**Assignment**
Return only the line containing "joshuajplagonera, line 33: If" and each line after it, exactly as written, through the end of the records.

(Collected data)

PR #395, opened 2023-01-30
Adapter Changes for Vungle SDK 7.0.0

stanley-vungle:
This PR is integrating Vungle (Liftoff) 7.0 SDK with the Admob adapter.


adapters/Vungle/VungleAdapter/VungleRouterConsent.m
```diff
@@ -13,23 +13,24 @@
...
+}
+
++ (void)updateCOPPAStatus:(BOOL)optIn {
+  [VunglePrivacySettings setCOPPAStatus:optIn];
 }
 
-+ (VungleConsentStatus)getConsentStatus {
-  return currentConsentStatus;
++ (void)updateIDFVStatus:(BOOL)optIn {
+  [VunglePrivacySettings setPublishIdfv:optIn];
```
joshuajplagonera, line 33: If these methods are static and can be called at any time (before or after initialization), I think publishers can just call them directly instead of needing a wrapper API?
If so, then we can just remove this class entirely.

adapters/Vungle/VungleAdapter/GADMAdapterVungleRouter.m
```diff
@@ -49,501 +37,55 @@ + (nonnull GADMAdapterVungleRouter *)sharedInstance {
...
-  _isInitializing = NO;
-  NSMapTable<NSString *, id<GADMAdapterVungleDelegate>> *delegates = [_initializingDelegates copy];
-  for (NSString *key in delegates) {
-    id<GADMAdapterVungleDelegate> delegate = [delegates objectForKey:key];
-    [delegate initialized:isSuccess error:error];
-  }
-
-  [_initializingDelegates removeAllObjects];
-  _prioritizedPlacementID = nil;
+- (BOOL)isSDKInitialized {
```
joshuajplagonera, line 83: We can probably remove this method and just call `[VungleAds isInitialized]` directly.

adapters/Vungle/VungleAdapter/GADMAdapterVungleRouter.m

**Answer space**
joshuajplagonera, line 33: If these methods are static and can be called at any time (before or after initialization), I think publishers can just call them directly instead of needing a wrapper API?
If so, then we can just remove this class entirely.

adapters/Vungle/VungleAdapter/GADMAdapterVungleRouter.m
```diff
@@ -49,501 +37,55 @@ + (nonnull GADMAdapterVungleRouter *)sharedInstance {
...
-  _isInitializing = NO;
-  NSMapTable<NSString *, id<GADMAdapterVungleDelegate>> *delegates = [_initializingDelegates copy];
-  for (NSString *key in delegates) {
-    id<GADMAdapterVungleDelegate> delegate = [delegates objectForKey:key];
-    [delegate initialized:isSuccess error:error];
-  }
-
-  [_initializingDelegates removeAllObjects];
-  _prioritizedPlacementID = nil;
+- (BOOL)isSDKInitialized {
```
joshuajplagonera, line 83: We can probably remove this method and just call `[VungleAds isInitialized]` directly.

adapters/Vungle/VungleAdapter/GADMAdapterVungleRouter.m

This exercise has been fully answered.